== EXERCISE DESCRIPTION ==
In the entries below, find each line with the string "possibly" and copy it.

:: DATASET

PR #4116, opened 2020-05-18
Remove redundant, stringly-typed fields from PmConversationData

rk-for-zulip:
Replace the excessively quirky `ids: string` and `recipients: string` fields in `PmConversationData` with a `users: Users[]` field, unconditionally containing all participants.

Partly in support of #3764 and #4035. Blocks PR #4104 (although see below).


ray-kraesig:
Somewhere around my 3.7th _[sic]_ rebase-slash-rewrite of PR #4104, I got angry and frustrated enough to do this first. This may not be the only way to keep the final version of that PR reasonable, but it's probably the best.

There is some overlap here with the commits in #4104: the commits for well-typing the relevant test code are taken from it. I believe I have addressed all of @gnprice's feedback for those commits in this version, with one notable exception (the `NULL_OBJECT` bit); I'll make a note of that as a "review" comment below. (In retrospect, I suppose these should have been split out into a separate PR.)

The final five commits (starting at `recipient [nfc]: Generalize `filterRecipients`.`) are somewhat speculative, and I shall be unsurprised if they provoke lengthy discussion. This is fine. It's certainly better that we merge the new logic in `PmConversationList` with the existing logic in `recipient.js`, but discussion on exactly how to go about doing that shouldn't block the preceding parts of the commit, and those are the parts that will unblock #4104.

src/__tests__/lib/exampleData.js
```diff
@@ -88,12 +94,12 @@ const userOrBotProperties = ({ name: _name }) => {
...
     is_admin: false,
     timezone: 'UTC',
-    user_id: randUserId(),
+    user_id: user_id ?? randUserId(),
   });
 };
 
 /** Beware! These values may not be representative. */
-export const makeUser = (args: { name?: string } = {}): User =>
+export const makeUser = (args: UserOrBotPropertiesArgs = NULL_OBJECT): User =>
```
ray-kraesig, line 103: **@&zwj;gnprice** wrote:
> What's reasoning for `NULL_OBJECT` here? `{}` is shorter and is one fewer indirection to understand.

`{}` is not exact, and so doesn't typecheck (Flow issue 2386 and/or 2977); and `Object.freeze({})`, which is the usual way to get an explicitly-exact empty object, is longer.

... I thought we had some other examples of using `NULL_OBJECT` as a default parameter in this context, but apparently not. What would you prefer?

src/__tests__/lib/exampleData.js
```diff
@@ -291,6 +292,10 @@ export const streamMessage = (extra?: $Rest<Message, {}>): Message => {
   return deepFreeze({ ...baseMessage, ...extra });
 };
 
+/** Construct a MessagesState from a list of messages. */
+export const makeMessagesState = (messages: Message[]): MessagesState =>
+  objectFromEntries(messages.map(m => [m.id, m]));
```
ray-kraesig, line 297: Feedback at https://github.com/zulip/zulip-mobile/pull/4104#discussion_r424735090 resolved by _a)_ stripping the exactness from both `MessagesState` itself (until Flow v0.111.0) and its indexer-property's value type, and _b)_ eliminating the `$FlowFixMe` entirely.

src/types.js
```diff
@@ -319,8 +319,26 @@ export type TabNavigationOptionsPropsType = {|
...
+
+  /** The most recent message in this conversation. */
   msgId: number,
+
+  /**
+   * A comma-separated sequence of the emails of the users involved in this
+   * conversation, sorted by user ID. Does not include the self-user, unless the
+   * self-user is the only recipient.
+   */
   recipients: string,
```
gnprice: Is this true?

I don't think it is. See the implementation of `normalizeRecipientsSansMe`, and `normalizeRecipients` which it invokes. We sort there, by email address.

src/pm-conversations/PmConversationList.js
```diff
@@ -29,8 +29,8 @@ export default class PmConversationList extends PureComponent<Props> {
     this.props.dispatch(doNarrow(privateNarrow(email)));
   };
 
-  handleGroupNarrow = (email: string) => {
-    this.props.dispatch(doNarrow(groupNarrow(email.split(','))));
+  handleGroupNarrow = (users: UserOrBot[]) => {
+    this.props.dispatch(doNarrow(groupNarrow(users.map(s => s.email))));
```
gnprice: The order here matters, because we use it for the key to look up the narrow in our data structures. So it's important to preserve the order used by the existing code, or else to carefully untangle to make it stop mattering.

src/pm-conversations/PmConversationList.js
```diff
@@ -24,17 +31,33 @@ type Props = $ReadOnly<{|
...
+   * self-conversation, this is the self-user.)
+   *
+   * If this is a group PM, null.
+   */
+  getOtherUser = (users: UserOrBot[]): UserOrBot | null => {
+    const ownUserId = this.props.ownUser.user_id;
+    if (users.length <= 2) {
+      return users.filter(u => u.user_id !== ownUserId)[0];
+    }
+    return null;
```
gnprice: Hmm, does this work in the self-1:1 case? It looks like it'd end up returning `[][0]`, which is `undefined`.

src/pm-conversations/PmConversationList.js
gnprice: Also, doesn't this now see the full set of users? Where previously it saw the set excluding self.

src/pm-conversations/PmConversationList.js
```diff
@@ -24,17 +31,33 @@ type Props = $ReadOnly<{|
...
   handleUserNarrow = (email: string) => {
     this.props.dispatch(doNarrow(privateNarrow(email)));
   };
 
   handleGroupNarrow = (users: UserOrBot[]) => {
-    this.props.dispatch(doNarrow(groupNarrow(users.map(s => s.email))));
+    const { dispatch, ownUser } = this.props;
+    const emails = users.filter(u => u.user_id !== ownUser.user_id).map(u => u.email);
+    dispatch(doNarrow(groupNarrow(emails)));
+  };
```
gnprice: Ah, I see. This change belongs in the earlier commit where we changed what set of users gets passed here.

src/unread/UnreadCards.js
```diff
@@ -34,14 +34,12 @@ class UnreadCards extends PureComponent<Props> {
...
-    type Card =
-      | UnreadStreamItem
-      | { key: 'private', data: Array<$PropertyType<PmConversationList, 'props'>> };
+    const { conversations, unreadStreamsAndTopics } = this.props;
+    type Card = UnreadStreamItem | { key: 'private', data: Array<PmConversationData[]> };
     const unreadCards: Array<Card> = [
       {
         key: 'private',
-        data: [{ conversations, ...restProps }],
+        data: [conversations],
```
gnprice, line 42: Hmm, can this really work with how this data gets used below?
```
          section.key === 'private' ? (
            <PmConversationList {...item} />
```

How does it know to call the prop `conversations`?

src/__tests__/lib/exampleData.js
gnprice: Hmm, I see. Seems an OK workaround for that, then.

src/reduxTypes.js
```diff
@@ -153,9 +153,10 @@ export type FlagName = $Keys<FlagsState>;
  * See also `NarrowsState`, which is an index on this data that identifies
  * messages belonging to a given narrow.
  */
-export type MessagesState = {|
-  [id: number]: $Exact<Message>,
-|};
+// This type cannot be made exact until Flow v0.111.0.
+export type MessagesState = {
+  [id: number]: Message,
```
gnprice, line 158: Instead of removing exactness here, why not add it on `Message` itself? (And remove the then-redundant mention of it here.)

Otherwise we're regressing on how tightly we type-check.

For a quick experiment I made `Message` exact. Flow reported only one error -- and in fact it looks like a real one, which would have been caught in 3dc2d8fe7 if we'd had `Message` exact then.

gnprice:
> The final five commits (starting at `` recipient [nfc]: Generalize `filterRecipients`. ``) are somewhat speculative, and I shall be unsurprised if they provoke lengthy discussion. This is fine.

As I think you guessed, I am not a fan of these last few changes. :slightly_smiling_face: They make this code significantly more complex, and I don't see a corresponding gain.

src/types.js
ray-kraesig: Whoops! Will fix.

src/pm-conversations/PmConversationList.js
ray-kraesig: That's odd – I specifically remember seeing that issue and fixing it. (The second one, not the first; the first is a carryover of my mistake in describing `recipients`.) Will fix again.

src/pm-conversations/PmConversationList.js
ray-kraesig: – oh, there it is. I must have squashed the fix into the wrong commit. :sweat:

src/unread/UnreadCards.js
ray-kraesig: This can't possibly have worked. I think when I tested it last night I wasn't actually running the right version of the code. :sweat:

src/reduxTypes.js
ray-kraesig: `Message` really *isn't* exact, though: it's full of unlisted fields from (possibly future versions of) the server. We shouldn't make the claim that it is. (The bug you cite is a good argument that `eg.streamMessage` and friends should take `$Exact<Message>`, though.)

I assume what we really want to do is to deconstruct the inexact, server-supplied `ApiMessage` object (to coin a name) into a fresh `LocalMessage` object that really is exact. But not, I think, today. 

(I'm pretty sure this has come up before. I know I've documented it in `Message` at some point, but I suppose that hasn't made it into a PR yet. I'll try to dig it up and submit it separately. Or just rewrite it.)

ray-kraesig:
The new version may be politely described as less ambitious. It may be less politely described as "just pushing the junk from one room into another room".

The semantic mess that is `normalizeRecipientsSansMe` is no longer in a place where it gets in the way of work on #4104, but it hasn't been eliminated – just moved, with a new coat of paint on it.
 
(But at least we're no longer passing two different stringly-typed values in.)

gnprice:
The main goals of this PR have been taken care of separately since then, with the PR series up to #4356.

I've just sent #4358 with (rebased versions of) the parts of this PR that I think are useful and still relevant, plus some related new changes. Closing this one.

::::
:: DATASET

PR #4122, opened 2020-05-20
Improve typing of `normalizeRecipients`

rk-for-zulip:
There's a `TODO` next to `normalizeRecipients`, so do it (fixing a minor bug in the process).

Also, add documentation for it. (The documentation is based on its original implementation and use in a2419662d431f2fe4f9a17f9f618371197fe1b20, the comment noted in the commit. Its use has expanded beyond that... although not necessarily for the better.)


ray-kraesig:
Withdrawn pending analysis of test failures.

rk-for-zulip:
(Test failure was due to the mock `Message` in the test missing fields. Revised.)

::::
:: DATASET

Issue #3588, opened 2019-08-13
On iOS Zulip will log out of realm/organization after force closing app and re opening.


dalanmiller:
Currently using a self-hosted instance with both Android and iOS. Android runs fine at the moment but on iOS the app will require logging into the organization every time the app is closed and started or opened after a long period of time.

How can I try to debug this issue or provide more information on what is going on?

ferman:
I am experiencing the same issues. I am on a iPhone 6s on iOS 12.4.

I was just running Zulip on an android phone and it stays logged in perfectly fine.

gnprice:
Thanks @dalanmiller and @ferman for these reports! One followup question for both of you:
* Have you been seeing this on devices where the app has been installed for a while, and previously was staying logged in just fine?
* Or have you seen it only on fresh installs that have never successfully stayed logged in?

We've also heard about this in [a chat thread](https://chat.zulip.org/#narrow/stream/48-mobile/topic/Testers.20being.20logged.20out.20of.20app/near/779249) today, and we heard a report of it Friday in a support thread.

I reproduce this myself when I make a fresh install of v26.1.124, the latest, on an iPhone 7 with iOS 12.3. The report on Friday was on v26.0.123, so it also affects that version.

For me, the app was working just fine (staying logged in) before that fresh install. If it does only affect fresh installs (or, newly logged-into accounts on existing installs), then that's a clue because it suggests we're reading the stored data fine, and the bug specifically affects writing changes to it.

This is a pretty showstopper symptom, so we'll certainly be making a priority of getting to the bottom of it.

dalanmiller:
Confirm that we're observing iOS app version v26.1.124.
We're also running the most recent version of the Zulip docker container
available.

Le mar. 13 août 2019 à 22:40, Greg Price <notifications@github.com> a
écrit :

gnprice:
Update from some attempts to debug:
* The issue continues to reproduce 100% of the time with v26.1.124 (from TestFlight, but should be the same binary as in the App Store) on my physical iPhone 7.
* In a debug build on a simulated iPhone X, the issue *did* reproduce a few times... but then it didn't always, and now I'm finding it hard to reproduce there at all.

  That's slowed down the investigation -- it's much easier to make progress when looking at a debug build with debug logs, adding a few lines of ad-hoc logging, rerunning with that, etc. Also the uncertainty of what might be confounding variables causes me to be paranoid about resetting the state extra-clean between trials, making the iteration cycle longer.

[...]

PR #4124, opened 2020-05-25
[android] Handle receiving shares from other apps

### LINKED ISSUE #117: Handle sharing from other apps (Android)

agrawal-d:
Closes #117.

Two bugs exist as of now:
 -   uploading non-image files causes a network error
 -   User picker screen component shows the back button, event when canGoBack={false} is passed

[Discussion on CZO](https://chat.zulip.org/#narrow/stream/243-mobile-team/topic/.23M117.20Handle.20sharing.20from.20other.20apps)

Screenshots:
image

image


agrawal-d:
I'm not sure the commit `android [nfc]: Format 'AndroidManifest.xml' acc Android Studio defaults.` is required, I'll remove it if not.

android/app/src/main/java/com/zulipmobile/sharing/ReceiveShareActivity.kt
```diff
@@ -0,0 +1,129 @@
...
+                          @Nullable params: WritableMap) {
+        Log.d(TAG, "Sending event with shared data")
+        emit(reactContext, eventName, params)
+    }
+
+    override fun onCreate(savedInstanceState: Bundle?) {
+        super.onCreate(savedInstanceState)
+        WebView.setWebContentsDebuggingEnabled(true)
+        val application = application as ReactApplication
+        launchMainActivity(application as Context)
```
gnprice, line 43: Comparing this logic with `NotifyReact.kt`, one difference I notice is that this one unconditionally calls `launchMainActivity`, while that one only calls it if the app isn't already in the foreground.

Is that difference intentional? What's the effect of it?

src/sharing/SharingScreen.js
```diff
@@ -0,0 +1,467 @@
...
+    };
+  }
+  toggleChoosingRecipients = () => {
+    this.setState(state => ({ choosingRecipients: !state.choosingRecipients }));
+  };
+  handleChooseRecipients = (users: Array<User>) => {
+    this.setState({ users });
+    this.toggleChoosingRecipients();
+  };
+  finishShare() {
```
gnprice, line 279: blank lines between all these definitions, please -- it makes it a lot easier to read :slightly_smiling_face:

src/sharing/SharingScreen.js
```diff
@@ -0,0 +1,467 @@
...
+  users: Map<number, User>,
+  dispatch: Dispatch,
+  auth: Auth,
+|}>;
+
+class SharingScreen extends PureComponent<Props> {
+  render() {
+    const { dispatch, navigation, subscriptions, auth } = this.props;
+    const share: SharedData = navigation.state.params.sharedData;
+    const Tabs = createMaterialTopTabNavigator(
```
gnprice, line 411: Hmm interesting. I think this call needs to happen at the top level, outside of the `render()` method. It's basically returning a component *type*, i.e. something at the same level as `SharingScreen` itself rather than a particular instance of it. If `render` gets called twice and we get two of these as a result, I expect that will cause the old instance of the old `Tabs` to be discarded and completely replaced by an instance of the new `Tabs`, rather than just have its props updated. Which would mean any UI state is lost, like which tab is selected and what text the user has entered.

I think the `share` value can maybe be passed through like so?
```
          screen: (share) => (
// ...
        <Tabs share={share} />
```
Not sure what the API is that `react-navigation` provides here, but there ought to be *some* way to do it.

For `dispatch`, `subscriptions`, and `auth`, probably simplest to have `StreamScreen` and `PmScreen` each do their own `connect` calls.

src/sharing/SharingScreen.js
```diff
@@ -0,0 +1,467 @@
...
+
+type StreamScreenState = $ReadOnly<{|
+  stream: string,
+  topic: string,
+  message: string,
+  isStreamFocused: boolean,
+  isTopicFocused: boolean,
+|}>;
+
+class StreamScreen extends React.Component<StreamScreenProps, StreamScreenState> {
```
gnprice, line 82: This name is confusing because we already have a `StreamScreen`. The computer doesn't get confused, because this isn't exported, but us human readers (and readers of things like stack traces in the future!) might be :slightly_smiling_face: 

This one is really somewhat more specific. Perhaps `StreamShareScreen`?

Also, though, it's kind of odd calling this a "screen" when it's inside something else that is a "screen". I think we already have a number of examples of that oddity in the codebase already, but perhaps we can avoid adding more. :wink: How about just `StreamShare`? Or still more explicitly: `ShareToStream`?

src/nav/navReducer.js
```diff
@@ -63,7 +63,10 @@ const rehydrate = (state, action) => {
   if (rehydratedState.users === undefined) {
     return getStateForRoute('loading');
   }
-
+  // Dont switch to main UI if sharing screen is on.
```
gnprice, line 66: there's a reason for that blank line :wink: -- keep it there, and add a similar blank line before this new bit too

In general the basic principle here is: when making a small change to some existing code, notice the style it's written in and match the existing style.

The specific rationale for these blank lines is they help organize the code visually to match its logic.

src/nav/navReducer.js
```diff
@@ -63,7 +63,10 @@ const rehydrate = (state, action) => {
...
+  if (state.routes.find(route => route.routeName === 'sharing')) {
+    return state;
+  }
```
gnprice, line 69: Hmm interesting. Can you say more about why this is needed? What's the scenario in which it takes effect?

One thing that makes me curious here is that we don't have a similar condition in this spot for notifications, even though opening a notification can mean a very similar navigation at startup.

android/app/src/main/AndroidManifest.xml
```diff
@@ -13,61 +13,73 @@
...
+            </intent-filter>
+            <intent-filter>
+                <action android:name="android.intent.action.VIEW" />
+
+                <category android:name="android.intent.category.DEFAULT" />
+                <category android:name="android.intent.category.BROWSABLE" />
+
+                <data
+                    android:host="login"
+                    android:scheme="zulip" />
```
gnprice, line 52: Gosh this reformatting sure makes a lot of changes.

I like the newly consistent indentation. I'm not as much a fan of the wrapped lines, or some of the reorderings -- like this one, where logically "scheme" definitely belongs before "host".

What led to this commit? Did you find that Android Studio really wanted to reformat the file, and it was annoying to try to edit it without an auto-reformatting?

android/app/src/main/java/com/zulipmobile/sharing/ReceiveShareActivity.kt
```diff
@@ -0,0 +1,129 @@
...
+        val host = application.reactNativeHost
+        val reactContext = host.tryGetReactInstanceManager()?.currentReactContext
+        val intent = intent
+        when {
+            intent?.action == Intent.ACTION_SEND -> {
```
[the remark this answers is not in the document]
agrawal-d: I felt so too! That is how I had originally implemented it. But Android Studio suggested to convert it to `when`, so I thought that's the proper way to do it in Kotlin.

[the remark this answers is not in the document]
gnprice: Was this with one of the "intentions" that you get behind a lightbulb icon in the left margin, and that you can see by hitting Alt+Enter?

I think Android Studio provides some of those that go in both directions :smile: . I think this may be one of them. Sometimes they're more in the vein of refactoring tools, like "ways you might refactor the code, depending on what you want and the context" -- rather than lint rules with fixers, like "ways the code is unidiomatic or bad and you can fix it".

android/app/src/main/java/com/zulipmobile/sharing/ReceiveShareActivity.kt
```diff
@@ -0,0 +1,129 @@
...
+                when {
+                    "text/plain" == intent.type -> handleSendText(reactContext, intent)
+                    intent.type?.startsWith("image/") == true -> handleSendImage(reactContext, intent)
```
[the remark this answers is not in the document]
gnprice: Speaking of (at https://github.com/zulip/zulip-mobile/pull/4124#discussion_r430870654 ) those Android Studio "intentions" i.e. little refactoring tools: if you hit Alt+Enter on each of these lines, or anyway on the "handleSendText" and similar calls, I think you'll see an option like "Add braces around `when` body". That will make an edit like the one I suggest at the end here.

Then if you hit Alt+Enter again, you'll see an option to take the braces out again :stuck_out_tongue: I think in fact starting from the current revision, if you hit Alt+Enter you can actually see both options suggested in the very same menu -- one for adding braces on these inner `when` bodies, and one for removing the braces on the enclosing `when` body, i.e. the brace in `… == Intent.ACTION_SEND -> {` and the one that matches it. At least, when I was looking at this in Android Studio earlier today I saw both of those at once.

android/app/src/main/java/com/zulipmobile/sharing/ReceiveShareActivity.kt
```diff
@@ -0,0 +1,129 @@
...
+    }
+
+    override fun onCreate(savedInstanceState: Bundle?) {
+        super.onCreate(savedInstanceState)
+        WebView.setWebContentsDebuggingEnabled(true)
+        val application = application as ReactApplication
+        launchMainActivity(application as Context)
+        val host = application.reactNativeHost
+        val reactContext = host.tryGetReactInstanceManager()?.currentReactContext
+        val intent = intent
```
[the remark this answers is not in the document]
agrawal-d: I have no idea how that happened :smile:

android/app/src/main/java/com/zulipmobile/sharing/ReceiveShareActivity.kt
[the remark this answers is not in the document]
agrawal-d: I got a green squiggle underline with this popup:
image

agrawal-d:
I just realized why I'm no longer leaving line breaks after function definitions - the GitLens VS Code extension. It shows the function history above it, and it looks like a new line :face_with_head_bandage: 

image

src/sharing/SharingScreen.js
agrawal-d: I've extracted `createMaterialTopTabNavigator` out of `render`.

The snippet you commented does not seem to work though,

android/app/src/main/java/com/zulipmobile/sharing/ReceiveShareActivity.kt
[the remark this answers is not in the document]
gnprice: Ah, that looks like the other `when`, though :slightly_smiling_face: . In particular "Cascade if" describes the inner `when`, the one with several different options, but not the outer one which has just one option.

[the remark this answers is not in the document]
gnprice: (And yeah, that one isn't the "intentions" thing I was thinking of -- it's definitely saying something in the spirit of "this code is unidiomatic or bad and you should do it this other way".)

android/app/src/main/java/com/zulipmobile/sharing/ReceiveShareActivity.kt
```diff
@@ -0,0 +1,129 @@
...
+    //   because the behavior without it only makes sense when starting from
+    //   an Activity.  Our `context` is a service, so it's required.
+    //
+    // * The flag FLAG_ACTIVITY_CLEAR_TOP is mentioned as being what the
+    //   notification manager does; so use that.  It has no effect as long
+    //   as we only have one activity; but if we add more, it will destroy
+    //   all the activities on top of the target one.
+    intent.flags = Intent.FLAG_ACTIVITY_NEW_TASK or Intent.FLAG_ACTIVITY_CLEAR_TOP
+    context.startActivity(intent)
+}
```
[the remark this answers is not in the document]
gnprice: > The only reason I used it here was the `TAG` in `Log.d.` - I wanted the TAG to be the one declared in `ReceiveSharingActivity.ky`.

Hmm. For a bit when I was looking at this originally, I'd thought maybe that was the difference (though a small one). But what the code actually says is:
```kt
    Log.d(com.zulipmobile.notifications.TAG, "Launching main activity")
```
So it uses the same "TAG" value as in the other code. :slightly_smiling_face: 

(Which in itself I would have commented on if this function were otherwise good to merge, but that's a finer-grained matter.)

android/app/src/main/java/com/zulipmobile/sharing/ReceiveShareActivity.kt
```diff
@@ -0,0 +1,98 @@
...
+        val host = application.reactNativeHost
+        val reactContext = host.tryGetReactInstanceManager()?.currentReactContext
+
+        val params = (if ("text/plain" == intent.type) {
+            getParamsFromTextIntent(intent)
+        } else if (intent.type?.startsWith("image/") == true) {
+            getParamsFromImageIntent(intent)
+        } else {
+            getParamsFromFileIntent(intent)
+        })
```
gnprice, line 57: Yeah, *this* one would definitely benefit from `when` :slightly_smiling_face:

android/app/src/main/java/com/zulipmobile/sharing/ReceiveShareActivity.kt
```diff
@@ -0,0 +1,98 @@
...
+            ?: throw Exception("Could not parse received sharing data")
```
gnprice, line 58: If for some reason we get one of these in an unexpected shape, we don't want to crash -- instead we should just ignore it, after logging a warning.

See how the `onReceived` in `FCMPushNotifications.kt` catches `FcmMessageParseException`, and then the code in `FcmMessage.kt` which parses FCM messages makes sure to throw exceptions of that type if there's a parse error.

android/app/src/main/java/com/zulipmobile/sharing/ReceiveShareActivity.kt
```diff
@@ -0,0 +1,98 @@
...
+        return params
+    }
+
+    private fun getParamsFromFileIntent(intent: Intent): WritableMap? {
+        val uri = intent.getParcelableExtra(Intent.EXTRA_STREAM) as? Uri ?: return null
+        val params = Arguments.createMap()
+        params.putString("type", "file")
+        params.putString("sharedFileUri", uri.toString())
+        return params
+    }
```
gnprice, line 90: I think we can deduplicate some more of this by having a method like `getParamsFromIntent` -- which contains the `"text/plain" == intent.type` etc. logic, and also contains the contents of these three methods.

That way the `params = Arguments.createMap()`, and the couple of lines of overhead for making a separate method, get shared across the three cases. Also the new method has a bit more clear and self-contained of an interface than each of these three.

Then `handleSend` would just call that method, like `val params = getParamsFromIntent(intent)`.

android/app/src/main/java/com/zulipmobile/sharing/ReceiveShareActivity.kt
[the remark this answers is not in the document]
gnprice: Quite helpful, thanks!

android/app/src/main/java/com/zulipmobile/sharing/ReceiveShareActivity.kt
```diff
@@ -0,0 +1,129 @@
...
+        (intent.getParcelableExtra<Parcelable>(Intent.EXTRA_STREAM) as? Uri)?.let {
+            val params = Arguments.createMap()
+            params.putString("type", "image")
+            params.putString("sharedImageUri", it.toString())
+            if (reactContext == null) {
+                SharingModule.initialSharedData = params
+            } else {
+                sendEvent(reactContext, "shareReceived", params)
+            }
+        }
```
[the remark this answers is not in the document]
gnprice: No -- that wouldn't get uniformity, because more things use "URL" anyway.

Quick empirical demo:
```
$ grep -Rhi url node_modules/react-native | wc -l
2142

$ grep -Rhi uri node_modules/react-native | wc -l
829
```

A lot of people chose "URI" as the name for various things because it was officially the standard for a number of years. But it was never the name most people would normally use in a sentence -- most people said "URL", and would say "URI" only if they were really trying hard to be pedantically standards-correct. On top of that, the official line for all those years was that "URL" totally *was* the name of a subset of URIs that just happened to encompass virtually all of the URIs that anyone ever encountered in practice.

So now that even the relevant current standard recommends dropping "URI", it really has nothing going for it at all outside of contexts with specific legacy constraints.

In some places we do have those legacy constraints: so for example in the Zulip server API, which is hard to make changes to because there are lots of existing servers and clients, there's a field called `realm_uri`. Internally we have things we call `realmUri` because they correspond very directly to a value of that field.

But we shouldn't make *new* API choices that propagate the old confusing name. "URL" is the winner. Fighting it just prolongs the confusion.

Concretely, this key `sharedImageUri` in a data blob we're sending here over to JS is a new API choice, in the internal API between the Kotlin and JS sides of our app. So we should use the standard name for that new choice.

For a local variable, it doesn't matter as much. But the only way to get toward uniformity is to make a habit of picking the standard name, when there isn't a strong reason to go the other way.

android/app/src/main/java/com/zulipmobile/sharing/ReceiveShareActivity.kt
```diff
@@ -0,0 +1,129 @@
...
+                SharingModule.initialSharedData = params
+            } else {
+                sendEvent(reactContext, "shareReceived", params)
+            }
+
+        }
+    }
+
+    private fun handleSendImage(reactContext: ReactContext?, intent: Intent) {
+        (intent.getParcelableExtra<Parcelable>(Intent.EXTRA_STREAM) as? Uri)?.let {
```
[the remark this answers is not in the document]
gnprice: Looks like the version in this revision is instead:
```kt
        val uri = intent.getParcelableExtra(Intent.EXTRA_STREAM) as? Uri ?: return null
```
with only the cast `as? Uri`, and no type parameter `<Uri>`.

::::

== EXERCISE SOLUTION ==
ray-kraesig: This can't possibly have worked. I think when I tested it last night I wasn't actually running the right version of the code. :sweat:
ray-kraesig: `Message` really *isn't* exact, though: it's full of unlisted fields from (possibly future versions of) the server. We shouldn't make the claim that it is. (The bug you cite is a good argument that `eg.streamMessage` and friends should take `$Exact<Message>`, though.)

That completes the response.